Arts assessment must be grounded in reality

info@islandpacket.comNovember 11, 2012 

The Arts Center of Coastal Carolina's continuing financial problems bring into stark relief why the Town of Hilton Head Island must get a firm grip on what the community can afford in terms of the arts.

Hilton Head, like other communities, must be realistic.

The Arts Center last week asked for -- and received -- a $346,000 advance on its annual accommodations tax grant to keep it afloat this winter.

President and CEO Kathleen Bateson points to the cost of maintaining and repairing the 16-year-old arts center building as the source of center's problems.

"This building has been eating our lunch for a long, long time," Bateson told Town Council members at an Oct. 31 council meeting. "... Maintenance expenses have eroded our cash flow. The economics don't work. ... Revenues cover administrative and program costs -- and nicely so -- but I don't know what to do with the building. We plug along, and it creates debt."

Therein lies the problem. Revenue is not covering the nonprofit group's costs. As with any business, you can't exclude the cost of maintaining and repairing your facility and say you're covering your costs, especially when about one-third of your revenue comes from government grants and donations, and only about 40 percent comes from program revenue.

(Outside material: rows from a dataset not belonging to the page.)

PR #120, opened 2019-09-03
rework start/prepare/prepareDataServices to exit cleanly on error

bhoflich:
change kubernetesGetLogs error path to return 0 instead of exit
add a copy for wkldriver gc log

Signed-off-by: Benjamin Hoflich <45051453+bhoflich@users.noreply.github.com>


runHarness/AppInstance/AppInstance.pm
```diff
@@ -707,15 +711,23 @@ sub isRunningAndUpServices {
 	if ( !$allIsRunning ) {
 		$console_logger->error(
 			"Couldn't bring to running all $serviceTier services for appInstance $appInstanceNum of workload $workloadNum." );
-		exit 1;
+		if ($forked) {
+			exit;
```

That's how the revenue breaks down in the group's tax return for the fiscal year ending Aug. 31, 2011, which was filed in March. That return shows a $551,794 deficit for the tax year.

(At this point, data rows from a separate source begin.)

PR #2, opened 2018-01-05
Various API changes

fancycode:
- All functions that can potentially fail now return a `heif_error`.
- Decoding plugins can also return errors in case something fails.
- The libde265 decoder only uses the public API.

### DIFF
--- a/examples/convert.cc
+++ b/examples/convert.cc
@@ -147,8 +147,7 @@ int main(int argc, char** argv)
     }
 
     struct heif_image* image;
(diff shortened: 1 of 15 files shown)


fancycode:
I'm thinking we should even change all functions to return a `heif_error`, even if they just return a number like `heif_context_get_number_of_images`. This allows returning an error if the passed pointers are not valid.

fancycode:
Manually rebase and merged by @farindk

The town has been here before with the arts center. In 2003, it looked hard at the center's finances, how other similar organizations performed financially and the level of public subsidies they received. Town officials came up with a 10-year funding plan for the center that called for giving it $360,000 in accommodations tax money that year and increasing it by the cost of inflation each year after that.

Hard economic times in recent years have forced the town to reduce annual funding to about 80 percent of the money intended for the arts center and other groups awarded bed-tax grants a year in advance.

Clearly, the arts center's finances are overdue another in-depth look. We don't see a solid business plan that accounts for knowable, long-term costs. How else to explain the long list of needed repairs and outstanding debt that total $5 million?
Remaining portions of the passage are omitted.